Ekpuk is a Smithsonian Fellow and holds a BFA from Obafemi Awolowo University. His work has been featured in national and international exhibitions, including Dakar Biennial, Senegal; Institut du Monde Arabe, Paris; Museum of Arts and Design, New York; Smithsonian National Museum of African Art, Washington, DC; Somerset House, London; New Museum of Contemporary Art, New York; and the 12th Havana Biennial, Havana, Cuba. Ekpuk’s work is included in numerous collections including the Bank ABC International Headquarters in the Kingdom of Bahrain; Hood Museum, Hanover, New Hampshire; Newark Museum of Art, New Jersey; and in Washington, DC, at the Smithsonian National Museum of African American History and Culture, The World Bank, United States Art in Embassies Art Collection, and Smithsonian National Museum of African Art.
“In the vestibule of The Phillips Collection, I want to welcome visitors to a sense of a spiritual sacred space through an immersive experience.
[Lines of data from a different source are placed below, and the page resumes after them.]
PR #885, opened 2020-06-03
Auth fallback mechanism when system time is wrong

LiubovDidkivska:
For case if system time is wrong read time from
headers and send authorization request again with readed timestamp.
Add integration test.

Relates-To: OLPEDGE-1921

### DIFF
--- a/olp-cpp-sdk-authentication/src/AuthenticationClient.cpp
+++ b/olp-cpp-sdk-authentication/src/AuthenticationClient.cpp
@@ -137,10 +137,12 @@ std::time_t ParseTime(const std::string& value) {
 }
 
 std::time_t GetTimestampFromHeaders(const olp::http::Headers& headers) {
-  auto it = std::find_if(begin(headers), end(headers),
-                         [](const std::pair<std::string, std::string>& obg) {
-                           return (obg.first.compare(kDate) == 0);
-                         });
+  auto it =
+      std::find_if(begin(headers), end(headers),
+                   [](const std::pair<std::string, std::string>& obg) {
+                     return olp::http::NetworkUtils::CaseInsensitiveCompare(
+                         obg.first, kDate);
+                   });
   if (it != end(headers)) {
     return ParseTime(it->second);
   }
--- a/olp-cpp-sdk-authentication/src/AuthenticationClient.cpp
+++ b/olp-cpp-sdk-authentication/src/AuthenticationClient.cpp
@@ -51,6 +51,7 @@
 #include "olp/core/http/NetworkRequest.h"
 #include "olp/core/http/NetworkResponse.h"
 #include "olp/core/http/NetworkUtils.h"
+#include "olp/core/logging/Log.h"
 #include "olp/core/porting/make_unique.h"
 #include "olp/core/thread/Atomic.h"
 #include "olp/core/thread/TaskScheduler.h"
@@ -122,16 +123,28 @@ constexpr auto kVersion = "1.0";
 constexpr auto kHmac = "HMAC-SHA256";
 constexpr auto kDate = "date";
 constexpr auto kErrorWrongTimestamp = 401204;
+constexpr auto kLogTag = "AuthenticationClient";
+
+#ifdef _WIN32
+#define timegm _mkgmtime
+#endif
 
 std::time_t ParseTime(const std::string& value) {
   std::tm tm = {};
   std::istringstream ss(value);
   ss >> std::get_time(&tm, "%a, %d %b %Y %H:%M:%S %z");
-#ifdef _WIN32
-  return _mkgmtime(&tm);
-#else
   return timegm(&tm);
-#endif
+}
+
+std::time_t GetTimestampFromHeaders(const olp::http::Headers& headers) {
+  auto it = std::find_if(begin(headers), end(headers),
+                         [](const std::pair<std::string, std::string>& obg) {
+                           return (obg.first.compare(kDate) == 0);
+                         });
+  if (it != end(headers)) {
+    return ParseTime(it->second);
+  }
+  return 0;
 }
 
 void ExecuteOrSchedule(
@@ -454,6 +467,14 @@ class AuthenticationClient::Impl final {
       const std::string& reacceptance_token);
   client::OlpClient::RequestBodyType GenerateAuthorizeBody(
       AuthorizeRequest properties);
+  olp::client::HttpResponse CallAuth(
+      const client::OlpClient& client, client::CancellationContext context,
+      const AuthenticationCredentials& credentials,
+      const SignInProperties& properties, std::time_t timestamp);
+  SignInResult ParseAuthResponse(int status, std::stringstream& auth_response);
+  AuthenticationClient::SignInClientResponse FindSingInResponceInCache(
+      int status, const std::string& error_message,
+      AuthenticationCredentials credentials);
 
   std::string GenerateUid();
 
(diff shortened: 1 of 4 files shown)


olp-cpp-sdk-authentication/src/AuthenticationClient.cpp
```diff
@@ -477,66 +491,99 @@ client::CancellationToken AuthenticationClient::Impl::SignInClient(
...
+    std::time_t timestamp_from_header = 0;
+    ProcessReturnHeaders get_timestamp_from_headers = nullptr;
 
-      if (!cached_response) {
-        return {{status, error_message}};
+    if (!settings_.use_system_time) {
+      auto server_time = GetTimeFromServer(context, client);
+      if (server_time.IsSuccessful()) {
+        timestamp = server_time.GetResult();
       }
```
kzvieriev, line 561: Just curious, are we ok with failed  GetTimeFromServer()?
I think, we should have some log message and return the error.

olp-cpp-sdk-authentication/src/AuthenticationClient.cpp
```diff
@@ -477,66 +493,101 @@ client::CancellationToken AuthenticationClient::Impl::SignInClient(
...
+      get_timestamp_from_headers = [&](const olp::http::Headers& headers) {
+        auto it =
+            std::find_if(begin(headers), end(headers),
+                         [](const std::pair<std::string, std::string>& obg) {
+                           return (obg.first.compare(kDate) == 0);
+                         });
+        if (it != end(headers)) {
+          timestamp_from_header = ParseTime(it->second);
+        }
+      };
```
mykhailo-kuchma, line 579: Please make it as an anonymous function, don't mix logic and algorithms.

olp-cpp-sdk-authentication/src/AuthenticationClient.cpp
```diff
@@ -477,66 +493,101 @@ client::CancellationToken AuthenticationClient::Impl::SignInClient(
...
-          [&](utils::LruCache<std::string, SignInResult>& c) {
-            return c.InsertOrAssign(credentials.GetKey(), response);
-          });
+    auto response =
+        call_sign_in_request(timestamp, std::move(get_timestamp_from_headers));
+    if (settings_.use_system_time &&
+        response.GetResult().GetStatus() ==
+            http::HttpStatusCode::UNAUTHORIZED &&
+        response.GetResult().GetErrorResponse().code == kErrorWrongTimestamp &&
+        timestamp_from_header != 0) {
```
mykhailo-kuchma, line 588: No check if we can use Result

olp-cpp-sdk-authentication/src/AuthenticationClient.cpp
```diff
@@ -477,66 +493,101 @@ client::CancellationToken AuthenticationClient::Impl::SignInClient(
     }
 
     client::OlpClient client = CreateOlpClient(settings_, boost::none);
+    using ProcessReturnHeaders = std::function<void(const olp::http::Headers&)>;
 
-    std::time_t timestamp =
-        std::chrono::system_clock::to_time_t(std::chrono::system_clock::now());
+    auto call_sign_in_request = [&](std::time_t& in_timestamp,
+                                    ProcessReturnHeaders get_timestamp =
+                                        nullptr) -> SignInClientResponse {
```
mykhailo-kuchma, line 500: Looks like it's easier to return client::HttpResponse and do the work outside (parsing and time from headers).
Then you don't need to provide any kind of callbacks.

olp-cpp-sdk-authentication/src/AuthenticationClient.cpp
```diff
@@ -477,66 +493,101 @@ client::CancellationToken AuthenticationClient::Impl::SignInClient(
...
-    auto auth_response = client.CallApi(
-        kOauthEndpoint, "POST", {}, std::move(headers), {},
-        GenerateClientBody(properties), kApplicationJson, context);
+        auto cached_response = client_token_cache_->locked(
+            [&](utils::LruCache<std::string, SignInResult>& c)
+                -> boost::optional<SignInResult> {
+              auto it = c.Find(credentials.GetKey());
+              return it != c.end() ? boost::make_optional(it->value())
+                                   : boost::none;
+            });
```
mykhailo-kuchma, line 529: It should be done at the end, probably outside of this lambda.

olp-cpp-sdk-authentication/src/AuthenticationClient.cpp
mykhailo-kuchma: In the end it can be an anonymous function.

olp-cpp-sdk-authentication/src/AuthenticationClient.cpp
```diff
@@ -119,6 +121,20 @@ constexpr auto kOperator = "operator";
...
+constexpr auto kDate = "date";
+constexpr auto kErrorWrongTimestamp = 401204;
+constexpr auto kLogTag = "AuthenticationClient";
+
+std::time_t ParseTime(const std::string& value) {
+  std::tm tm = {};
+  std::istringstream ss(value);
+  ss >> std::get_time(&tm, "%a, %d %b %Y %H:%M:%S %z");
+#ifdef _WIN32
+  return _mkgmtime(&tm);
```
andescu, line 133: Optionally would be to make above something like

```cpp
#ifdef _WIN32
#define timegm _mkgmtime
#endif
```

olp-cpp-sdk-authentication/src/AuthenticationClient.cpp
```diff
@@ -466,78 +501,127 @@ AuthenticationClient::Impl::Impl(AuthenticationSettings settings)
...
+  }
 
-    auto auth_response = client.CallApi(
-        kOauthEndpoint, "POST", {}, std::move(headers), {},
-        GenerateClientBody(properties), kApplicationJson, context);
+  return *cached_response;
+}
 
-    const auto status = auth_response.status;
+client::CancellationToken AuthenticationClient::Impl::SignInClient(
```
andescu, line 557: Maybe I am missing this but I think you handle cancellation a little wrong. At least you check cancellation status in CallAuth but you do not stop afterwards but keep on going and even trying to parse the response from CallAuth() which in this case is `{static_cast<int>(olp::http::ErrorCode::CANCELLED_ERROR), "Cancelled"}`.
I would recommend that you stop directly and return status to the user that it was cancelled. This means checking after each major step that the result is not cancelled.

olp-cpp-sdk-authentication/src/AuthenticationClient.cpp
```diff
@@ -440,6 +467,14 @@ class AuthenticationClient::Impl final {
       const std::string& reacceptance_token);
   client::OlpClient::RequestBodyType GenerateAuthorizeBody(
       AuthorizeRequest properties);
+  olp::client::HttpResponse CallAuth(
+      const client::OlpClient& client, client::CancellationContext context,
+      const AuthenticationCredentials& credentials,
+      const SignInProperties& properties, std::time_t timestamp);
+  SignInResult ParseAuthResponse(int status, std::stringstream& auth_response);
+  AuthenticationClient::SignInClientResponse FindSingInResponceInCache(
```
andescu, line 475:
```suggestion
  AuthenticationClient::SignInClientResponse FindSingInResponseInCache(
```

olp-cpp-sdk-authentication/src/AuthenticationClient.cpp
```diff
@@ -440,6 +467,14 @@ class AuthenticationClient::Impl final {
...
+      int status, const std::string& error_message,
+      AuthenticationCredentials credentials);
```
andescu, line 477:
```suggestion
      const AuthenticationCredentials& credentials);
```

tests/integration/olp-cpp-sdk-authentication/AuthenticationClientTest.cpp
```diff
@@ -317,6 +317,93 @@ TEST_F(AuthenticationClientTest, SignInClientUseLocalTime) {
...
+  auth::AuthenticationCredentials credentials(key_, secret_);
+  std::promise<auth::AuthenticationClient::SignInClientResponse> request;
+  auto request_future = request.get_future();
+
+  EXPECT_CALL(*network_, Send(common::IsGetRequest(kTimestampUrl), _, _, _, _))
+      .Times(0);
+
+  EXPECT_CALL(*network_,
+              Send(common::IsPostRequest(
+                       "https://authentication.server.url/oauth2/token"),
```
andescu, line 338: Please create a const for this.

tests/integration/olp-cpp-sdk-authentication/AuthenticationClientTest.cpp
```diff
@@ -317,6 +317,93 @@ TEST_F(AuthenticationClientTest, SignInClientUseLocalTime) {
...
+                     .WithRequestId(request_id)
+                     .WithStatus(olp::http::HttpStatusCode::OK));
+        if (data_callback) {
+          auto raw = const_cast<char*>(kResponseWithScope.c_str());
+          data_callback(reinterpret_cast<uint8_t*>(raw), 0,
+                        kResponseWithScope.size());
+        }
+
+        return olp::http::SendOutcome(request_id);
+      });
```
andescu, line 382: Please use `common::ReturnHttpResponse` for this as in:

```cpp
EXPECT_CALL(*network_, Send(_, _, _, _, _))
      .WillOnce(common::ReturnHttpResponse(
          GetResponse(olp::http::HttpStatusCode::NO_CONTENT)
              .WithError(kErrorNoContent),
          kResponseNoContent));
```

olp-cpp-sdk-authentication/src/AuthenticationClient.cpp
LiubovDidkivska: I have added additional check for context cancellation. Cancelation after CallAuth should be handled in FindSingInResponseInCache.
```
          if (status < 0) {
            return FindSingInResponseInCache(
                status, auth_response.response.str(), credentials);
          } 
```

andescu: Ok, now I see. I didn't see that you return http:ErrorCode which is negative. Then ignore this comment.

Through my ‘script’ drawings, the distinction between writing and visual art, legibility and illegibility are all dissolved. This process encourages viewers to experience my work in a holistic manner, allowing the abstraction rooted in ancestral knowledge and indigenous power symbols to build intuitive meaning. In the vestibule, I wish to create a collective experience across cultures and space to connect the ancient past and the contemporary moment.”
COMMISSIONS CREDIT LINE
The Phillips Collection’s Centennial Artist Commissions are supported generously by the DC Commission on the Arts and Humanities, the Frauke de Looper Trust, and the Sherman Fairchild Foundation.
IMAGES
From left to right: Wesley Clark, Photo by Jati Lindsay; Nekisha Durrett, Photo by Farrah Skeiky; Victor Ekpuk, Photo by the artist.
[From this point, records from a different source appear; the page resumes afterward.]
PR #949, opened 2020-07-08
Add Prefetch test for mock server

LiubovDidkivska:
Split dataservice read and api responses.
Move generating QuadTreeIndex responce to
ReadDefaultResponses. Implement Prefetch test
for mock server

Relates-To: OLPEDGE-1961


tests/functional/olp-cpp-sdk-dataservice-read/VersionedLayerClientPrefetchTest.cpp
```diff
@@ -0,0 +1,162 @@
...
+          mockserver::ApiDefaultResponses::GenerateResourceApisResponse(
+              kTestHrn));
+      mock_server_client_->MockGetVersionResponse(
+          mockserver::ReadDefaultResponses::GenerateVersionResponse(kVersion));
+      mock_server_client_->MockGetResponse(
+          kLayer, root_tile, kVersion,
+          mockserver::ReadDefaultResponses::GenerateQuadTreeResponse(
+              root_tile, kQuadTreeDepth, {12}));
+      const olp::geo::TileKey firstChild = root_tile.ChangedLevelBy(1);
+      const std::uint64_t beginTileKey = firstChild.ToQuadKey64();
```
kzvieriev, line 108:
```suggestion
      const olp::geo::TileKey first_child = root_tile.ChangedLevelBy(1);
      const std::uint64_t begin_tile_key = first_child.ToQuadKey64();
```

tests/functional/olp-cpp-sdk-dataservice-read/VersionedLayerClientPrefetchTest.cpp
```diff
@@ -0,0 +1,162 @@
...
+      mock_server_client_->MockLookupResourceApiResponse(
+          mockserver::ApiDefaultResponses::GenerateResourceApisResponse(
+              kTestHrn));
+      mock_server_client_->MockGetVersionResponse(
+          mockserver::ReadDefaultResponses::GenerateVersionResponse(kVersion));
+      mock_server_client_->MockGetResponse(
+          kLayer, root_tile, kVersion,
+          mockserver::ReadDefaultResponses::GenerateQuadTreeResponse(
+              root_tile, kQuadTreeDepth, {12}));
+      const olp::geo::TileKey firstChild = root_tile.ChangedLevelBy(1);
```
kzvieriev, line 107: Test seems wrong for me. `tile` level is 12, generated quad tree has only tiles of level 12, so result of prefetch should be `tile` only. Why we get 4 tiles of level 13 instead?

tests/common/ApiDefaultResponses.h
```diff
@@ -0,0 +1,86 @@
...
+ * See the License for the specific language governing permissions and
+ * limitations under the License.
+ *
+ * SPDX-License-Identifier: Apache-2.0
+ * License-Filename: LICENSE
+ */
+
+#pragma once
+
+#include <random>
```
kzvieriev, line 22: <random> now used here.

tests/common/ApiDefaultResponses.h
```diff
@@ -0,0 +1,86 @@
...
+#include <rapidjson/writer.h>
+
+#include "generated/model/Api.h"
+
+namespace mockserver {
+
+class ApiDefaultResponses {
+ public:
+  static olp::dataservice::read::model::Apis GenerateResourceApisResponse(
+      std::string catalog) {
```
kzvieriev, line 39: Looks like `ReadApiDefaultResponses` :-)
The problem here `WriteDefaultResponses` has same generate* functions but for `write::model::Apis`. We are going to add LookupApiClient soon and `core::model::Apis` will be used for both libs.
Maybe better to postpone the split till we can use core model and `LookupApiEndpointProvider` stuff?

tests/functional/olp-cpp-sdk-dataservice-read/VersionedLayerClientPrefetchTest.cpp
LiubovDidkivska: It is valid that we receiving from server not all tiles, but only available. You can see it on old prefetch tests.

tests/common/ApiDefaultResponses.h
LiubovDidkivska: Split is needed to be able to move generation of QuadTreeIndex to common lib.

tests/functional/CMakeLists.txt
```diff
@@ -21,6 +21,7 @@ set(OLP_SDK_FUNCTIONAL_TESTS_SOURCES
     ./olp-cpp-sdk-dataservice-read/ApiTest.cpp
     ./olp-cpp-sdk-dataservice-read/CatalogClientTest.cpp
     ./olp-cpp-sdk-dataservice-read/VersionedLayerClientTest.cpp
+        ./olp-cpp-sdk-dataservice-read/VersionedLayerClientPrefetchTest.cpp
```
meravingen123, line 24: alignmen t

PR #954, opened 2020-07-13
Add check if partition/tile cached

LiubovDidkivska:
Add implementation to VersionLayerClientImpl
if partition/tile cached. Added check to
DataCacheRepository if data handle cached.
Add tests for PartitionCacheRepository to check
if partition is cached.

Relates-To: OLPEDGE-2111

### DIFF
--- a/olp-cpp-sdk-dataservice-read/src/VersionedLayerClientImpl.cpp
+++ b/olp-cpp-sdk-dataservice-read/src/VersionedLayerClientImpl.cpp
@@ -19,6 +19,8 @@
 
 #include "VersionedLayerClientImpl.h"
 
+#include <string>
+
 #include <olp/core/cache/DefaultCache.h>
 #include <olp/core/client/OlpClientSettingsFactory.h>
 #include <olp/core/client/PendingRequests.h>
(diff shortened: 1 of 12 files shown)


olp-cpp-sdk-dataservice-read/src/repositories/PartitionsCacheRepository.cpp
```diff
@@ -279,6 +282,29 @@ bool PartitionsCacheRepository::ClearPartitionMetadata(
...
+        });
+
+    if (cached_partition.empty()) {
+      return false;
+    }
+    auto partition = boost::any_cast<model::Partition>(cached_partition);
+    auto data_key = CreateKey(hrn, layer_id, partition.GetDataHandle());
+    OLP_SDK_LOG_DEBUG_F(kLogTag, "IsPartitionCached data -> '%s'", key.c_str());
+    return cache_->Contains(data_key);
+  }
```
kzvieriev, line 304: Looks misleading to me. This method should check is metadata cached only.
Also, I think, calling `cache_->Get()` after `cache_->Contains()` is an overhead.

andescu: We need to check if the data handle is also cached. Knowing that the metadata is cached does not bring anything.

olp-cpp-sdk-dataservice-read/src/VersionedLayerClientImpl.cpp
```diff
@@ -519,6 +519,18 @@ bool VersionedLayerClientImpl::RemoveFromCache(const geo::TileKey& tile) {
...
+  repository::PartitionsCacheRepository cache_repository(catalog_,
+                                                         settings_.cache);
+  return cache_repository.IsPartitionCached(catalog_version_.load(),
+                                            partition_id, layer_id_);
+}
+
+bool VersionedLayerClientImpl::IsCached(const geo::TileKey& tile) const {
+  auto partition_id = tile.ToHereTile();
+  return IsCached(partition_id);
+}
```
andescu, line 532: This is wrong. You need to use quad tree index for a tile, not a single partition entry from cache!

olp-cpp-sdk-dataservice-read/src/VersionedLayerClientImpl.cpp
```diff
@@ -519,6 +519,18 @@ bool VersionedLayerClientImpl::RemoveFromCache(const geo::TileKey& tile) {
   return RemoveFromCache(partition_id);
```
andescu, line 519: After our switch to quad tree index this is also wrong and will probably never delete anything. Please fix!

olp-cpp-sdk-dataservice-read/src/repositories/PartitionsCacheRepository.cpp
kzvieriev: Yeah, but `PartitionsCacheRepository` isn't a best place to do it.
I would prefer to check data handle in `VersionedLayerClientImpl` instead.

olp-cpp-sdk-dataservice-read/src/VersionedLayerClientImpl.cpp
LiubovDidkivska: Will be fixed in separate PR

olp-cpp-sdk-dataservice-read/src/repositories/PartitionsCacheRepository.cpp
LiubovDidkivska: moved

olp-cpp-sdk-dataservice-read/tests/DataCacheRepositoryTest.cpp
```diff
@@ -66,6 +67,31 @@ TEST(PartitionsCacheRepositoryTest, DefaultExpiry) {
...
+    SCOPED_TRACE("Is not cached");
+
+    std::shared_ptr<cache::KeyValueCache> cache =
+        olp::client::OlpClientSettingsFactory::CreateDefaultCache({});
+    repository::DataCacheRepository repository(hrn, cache);
+
+    const auto result = repository.IsCached(layer, kDataHandle);
+
+    EXPECT_FALSE(result);
+  }
```
kzvieriev, line 94: these test cases are not related to DefaultExiry, lets separate them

High resolution images of the artists available upon request. Images of the installations will be shared upon completion of the projects.
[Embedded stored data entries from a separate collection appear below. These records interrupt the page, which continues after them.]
PR #967, opened 2020-07-20
Add api to check if partition/tile cached

LiubovDidkivska:
Add functionality to check if certain tile/partition is cached.

For partition we are checking if data handle is found in cache,
if  data handle exist, check if data for corresponding partition 
in cache. 

For tile key search corresponding QuadTreeIndex,
considering that depth for all cached QuadTreeIndex is 4.
If quad tree is found, which should contain our tile, read 
data handle for that tile. If data handle exist, check if data 
for corresponding tile is cached. 

Add integration tests for to check if partition and tile is cached.
Get partition and tile. Check if it is in cache using IsCached
function. Remove partition/tile with RemoveFromCache function and
check again that it is no longer cached.

Relates-To: OLPEDGE-2111

### DIFF
--- a/olp-cpp-sdk-dataservice-read/include/olp/dataservice/read/VersionedLayerClient.h
+++ b/olp-cpp-sdk-dataservice-read/include/olp/dataservice/read/VersionedLayerClient.h
@@ -375,6 +375,24 @@ class DATASERVICE_READ_API VersionedLayerClient final {
    */
   bool RemoveFromCache(const geo::TileKey& tile);
 
+  /**
+   * @brief Checks whether the partition is cached.
+   *
+   * @param partition_id The partition ID.
+   *
+   * @return True if the partition data is cached; false otherwise.
+   */
+  bool IsCached(const std::string& partition_id) const;
+
+  /**
+   * @brief Checks whether the tile is cached.
+   *
+   * @param tile The tile key.
+   *
+   * @return True if the tile data is cached; false otherwise.
+   */
+  bool IsCached(const geo::TileKey& tile) const;
+
  private:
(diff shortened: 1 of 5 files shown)


olp-cpp-sdk-dataservice-read/include/olp/dataservice/read/VersionedLayerClient.h
```diff
@@ -375,6 +375,24 @@ class DATASERVICE_READ_API VersionedLayerClient final {
...
+   */
+  bool IsCached(const std::string& partition_id) const;
+
+  /**
+   * @brief Checks if tile is cached.
+   *
+   * @param tile The tile key that we check.
+   *
+   * @return True if tile data is cached; false otherwise.
+   */
```
HalynaDumych, line 393:
```suggestion
  /**
   * @brief Checks whether the tile is cached.
   *
   * @param tile The tile key.
   *
   * @return True if the tile data is cached; false otherwise.
   */
```

olp-cpp-sdk-dataservice-read/include/olp/dataservice/read/VersionedLayerClient.h
```diff
@@ -375,6 +375,24 @@ class DATASERVICE_READ_API VersionedLayerClient final {
    */
   bool RemoveFromCache(const geo::TileKey& tile);
 
+  /**
+   * @brief Checks whether the partition is cached.
+   *
+   * @param partition_id The partition ID.
+   *
+   * @return True if partition data is cached; false otherwise.
```
HalynaDumych, line 383:
```suggestion
   * @return True if the partition data is cached; false otherwise.
```

PR #969, opened 2020-07-21
Fix the issue with CMake paths

mykhailo-kuchma:
Fix the issue with CMake, when configuring the SDK in the root folder
that contain whitespaces in the path.

Resolves: OLPEDGE-527


mykhailo-kuchma:
@andescu Added

PR #971, opened 2020-07-21
Fix failed integration test

meravingen123:
* Fix olp::authentication::Permission class which was missing
  default initializer for decision field.
* Change kAuthorizeResponseValid to contain 'decision' field
  in Permission array instead of 'effect' field that was causing
  integration test AuthenticationClientTest.Authorize to fail.

Resolves: OLPEDGE-2190

### DIFF
--- a/tests/integration/olp-cpp-sdk-authentication/AuthenticationMockedResponses.h
+++ b/tests/integration/olp-cpp-sdk-authentication/AuthenticationMockedResponses.h
@@ -112,7 +112,7 @@ const std::string kInvalidAccessTokenResponse = R"JSON(
     {"errorId":"ERROR-cf976ca6-bf6e-44f7-a9e6-e271766c61fe","httpStatus":401,"errorCode":400601,"message":"Invalid accessToken.","error":"invalid_request","error_description":"errorCode: '400601'. Invalid accessToken."}
     )JSON";
 const std::string kAuthorizeResponseValid = R"JSON(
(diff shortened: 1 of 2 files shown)


tests/integration/olp-cpp-sdk-authentication/AuthenticationMockedResponses.h
```diff
@@ -112,7 +112,7 @@ const std::string kInvalidAccessTokenResponse = R"JSON(
     {"errorId":"ERROR-cf976ca6-bf6e-44f7-a9e6-e271766c61fe","httpStatus":401,"errorCode":400601,"message":"Invalid accessToken.","error":"invalid_request","error_description":"errorCode: '400601'. Invalid accessToken."}
     )JSON";
 const std::string kAuthorizeResponseValid = R"JSON(
-    {"identity":{"userId":"some_id","countryCode":"USA","emailVerified":false,"realm":"HERE"},"decision":"allow","diagnostics":[{"decision":"allow","permissions":[{"effect":"allow","action":"read","resource":"some_resource"}]}]}
+    {"identity":{"userId":"some_id","countryCode":"USA","emailVerified":false,"realm":"HERE"},"decision":"allow","diagnostics":[{"decision":"allow","permissions":[{"decision":"allow","action":"read","resource":"some_resource"}]}]}
```
LiubovDidkivska, line 115: I think we should add "effect" keyword for parsing, as it is mentioned in documentation.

ABOUT THE PHILLIPS COLLECTION
The Phillips Collection, America’s first museum of modern art, was founded in 1921. The museum houses one of the world’s most celebrated Impressionist and American modern art collections, and continues to grow its collection with important contemporary voices. Its distinctive building combines extensive new galleries with the former home of its founder, Duncan Phillips. The Phillips’s impact spreads nationally and internationally through its diverse and experimental special exhibitions and events, including its award-winning education programs for educators, students, and adults; renowned Phillips Music series; and dynamic art and wellness and Phillips after 5 events. The museum contributes to global dialogues with events like Conversations with Artists and Artists of Conscience. The Phillips Collection values its community partnerships with the University of Maryland—the museum’s nexus for scholarly exchange and interdisciplinary collaborations—and THEARC—the museum’s satellite campus in Southeast DC. The Phillips Collection is a private, non-government museum, supported primarily by donations.